複数のコンテナが動いているとき、それらをどう連携させるかが問題になります:

# 従来の方法:手動でIPアドレスを管理
docker run -d --name web1 -p 8080:80 nginx
docker run -d --name web2 -p 8081:80 nginx
docker run -d --name web3 -p 8082:80 nginx

この方式では、コンテナが停止・再起動するたびにIPアドレスが変わり、手動で設定を更新する必要があります。

ヘルスチェックと自動復旧

Dockerのコンテナが異常終了したとき、自動的に再起動する仕組みはありますが、アプリケーションレベルでの健康状態チェックは限定的です。

じゅんち8

私が本格的にKubernetesを学び始めたきっかけは、個人プロジェクトのLovateアプリでマイクロサービス構成を組もうとした時でした。APIサーバー、フロントエンド、データベースを別々のコンテナで動かそうとしたところ、手動管理の限界を痛感したんです。

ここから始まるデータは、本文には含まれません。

PR #549, opened 2022-02-01
Disable logging by default and add timeout API

dnadoba:
This PR makes the `logger` parameter of `execute` optional and will use a no-op logger if nil.
In addition, it also adds a new `execute` method which takes a `timeout` instead of a `deadline`.


dnadoba:

fabianfett (approved):

PR #551, opened 2022-02-04
Add `async` shutdown method to `HTTPClient`

dnadoba:
Allows to shutdown a `HTTPClient` in an async context without blocking or using the callback version of shutdown.


Lukasa (approved):
Ace, LGTM.

fabianfett (approved):

PR #553, opened 2022-02-07
Add async/await examples

dnadoba:
This PR adds examples which make use of the new async/await APIs. Sadly, async/await is not supported in top level code [(but there is a pitch)](https://forums.swift.org/t/concurrency-in-top-level-code/55001). Just spinning up a task is not enough, we also need to wait for its completion. The new `@main` attribute already supports async/await and automatically waits for completion but we need to mark the target as an `executableTarget`. `executableTargets` were introduced in Swift 5.4 and we therefore need swift-tools-version 5.4. As we still support Swift 5.2 and Swift 5.3 we sadly need to create separate Package.swift files.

Kubernetesの基本概念:押さえておくべき6つの要素

Kubernetesは多くの概念で構成されていますが、まずは以下の6つを理解すれば基本的な運用が可能になります。

1. Pod(ポッド)

Kubernetesにおける最小のデプロイ単位です。通常は1つのコンテナを含みますが、密接に連携する複数のコンテナをまとめることもあります。

# Pod の YAML 定義例
apiVersion: v1
kind: Pod
metadata:
  name: nginx-pod
spec:
  containers:
  - name: nginx
    image: nginx:1.20
    ports:
    - containerPort: 80

重要な点は、Podは一時的な存在ということ。停止・削除されることを前提に設計されています。

2. Deployment(デプロイメント)

Podの管理とスケーリングを担当します。「nginxのPodを3つ動かしたい」「新しいバージョンにローリングアップデートしたい」といった要求を実現します。

apiVersion: apps/v1
kind: Deployment
metadata:
  name: nginx-deployment
spec:
  replicas: 3
  selector:
    matchLabels:
      app: nginx
  template:
    metadata:
      labels:
        app: nginx
    spec:
      containers:
      - name: nginx
        image: nginx:1.20
        ports:
        - containerPort: 80

3. Service(サービス)

Podへのアクセス方法を定義します。Podは一時的な存在のため、直接IPアドレスでアクセスするのではなく、Serviceを経由してアクセスします。

apiVersion: v1
kind: Service
metadata:
  name: nginx-service
spec:
  selector:
    app: nginx
  ports:
  - protocol: TCP
    port: 80
    targetPort: 80
  type: ClusterIP

4. Namespace(ネームスペース)

リソースを論理的に分離する仕組みです。開発環境、ステージング環境、本番環境を同じクラスター内で分けて管理できます。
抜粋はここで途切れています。